PR #54, opened 2021-09-29
feat(validate): add validator for GitHub CODEOWNERS file

malept:

This is largely an RFC. For context, there was a minor incident where a CODEOWNERS file was accidentally modified and committed to the default branch with invalid syntax, so none of the code owners were properly notified when PRs were created. As a result, I've added [codeowners-validator](https://github.com/mszostok/codeowners-validator) to the list of linters.

**JIRA ID**: DTSS-00

**Notes for your reviewer**:

I've added rudimentary support for GitHub token checking. Also, there are some hardcoded org name assumptions which need to be addressed, for which I could use some guidance.

### DIFF
--- a/shell/codeowners-validator.sh
+++ b/shell/codeowners-validator.sh
@@ -12,17 +12,17 @@ source "$DIR/lib/bootstrap.sh"
 
 CODEOWNERS_CHECKS="syntax,files,duppatterns,owners"
 if [[ -n $OUTREACH_GITHUB_TOKEN ]]; then
-  GH_TOKEN="$OUTREACH_GITHUB_TOKEN"
+	GH_TOKEN="$OUTREACH_GITHUB_TOKEN"
 elif [[ -f "$HOME/.outreach/github.token" ]]; then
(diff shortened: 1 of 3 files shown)


shell/codeowners-validator.sh
```diff
@@ -0,0 +1,28 @@
...
+	GH_TOKEN="$OUTREACH_GITHUB_TOKEN"
+elif [[ -f "$HOME/.outreach/github.token" ]]; then
+	GH_TOKEN="$(cat "$HOME/.outreach/github.token")"
+else
+	warn "No GitHub token found, skipping owner checks"
+	CODEOWNERS_CHECKS="syntax,files,duppatterns"
+fi
+
+# TODO: use org value instead of hardcoding
+OWNER_CHECKER_REPOSITORY="getoutreach/$(get_app_name)" \
```
jaredallard, line 24: Agh, I have a PR that adds support for this but I never got it merged.

jaredallard (approved):
This is dope!

PR #60, opened 2021-10-10
fix(Makefile): set default value for OSS

jaredallard:
**What this PR does / why we need it**: This fixes an issue where `OSS` would recursively call itself. With the usage of `?=` the value in `Makefile` will only be applied if not already set, so the attempt to default `OSS` that was being done before is not needed.

**JIRA ID**: [DTSS-0]

**Notes for your reviewer**:


george-e-shaw-iv (approved):
_wow_

PR #80, opened 2021-11-24
fix: ci machine perms

george-e-shaw-iv:
* permission denied errors since i was executing commands that affected directories outside of the home directory

**JIRA ID**: XX-XX

**Notes for your reviewer**:


plisy (approved):
lgtm

PR #81, opened 2021-11-29
fix(sync-package-hjson): update relative path due to the script moving

malept:

The Dependabot updater failed silently because the script moved from `shell/circleci` to `shell/ci/testing`.

## Jira ID

N/A

## Notes for your reviewers

Also added some debug info to the log for easier troubleshooting in the future.


jaredallard (approved):

jeff-outreach (approved):
Thanks for finding and fixing this @malept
******************************
**TASK**
Determine how many lines in the data contain the string "Makefile", and give the number only.

**TASK RESPONSE**
2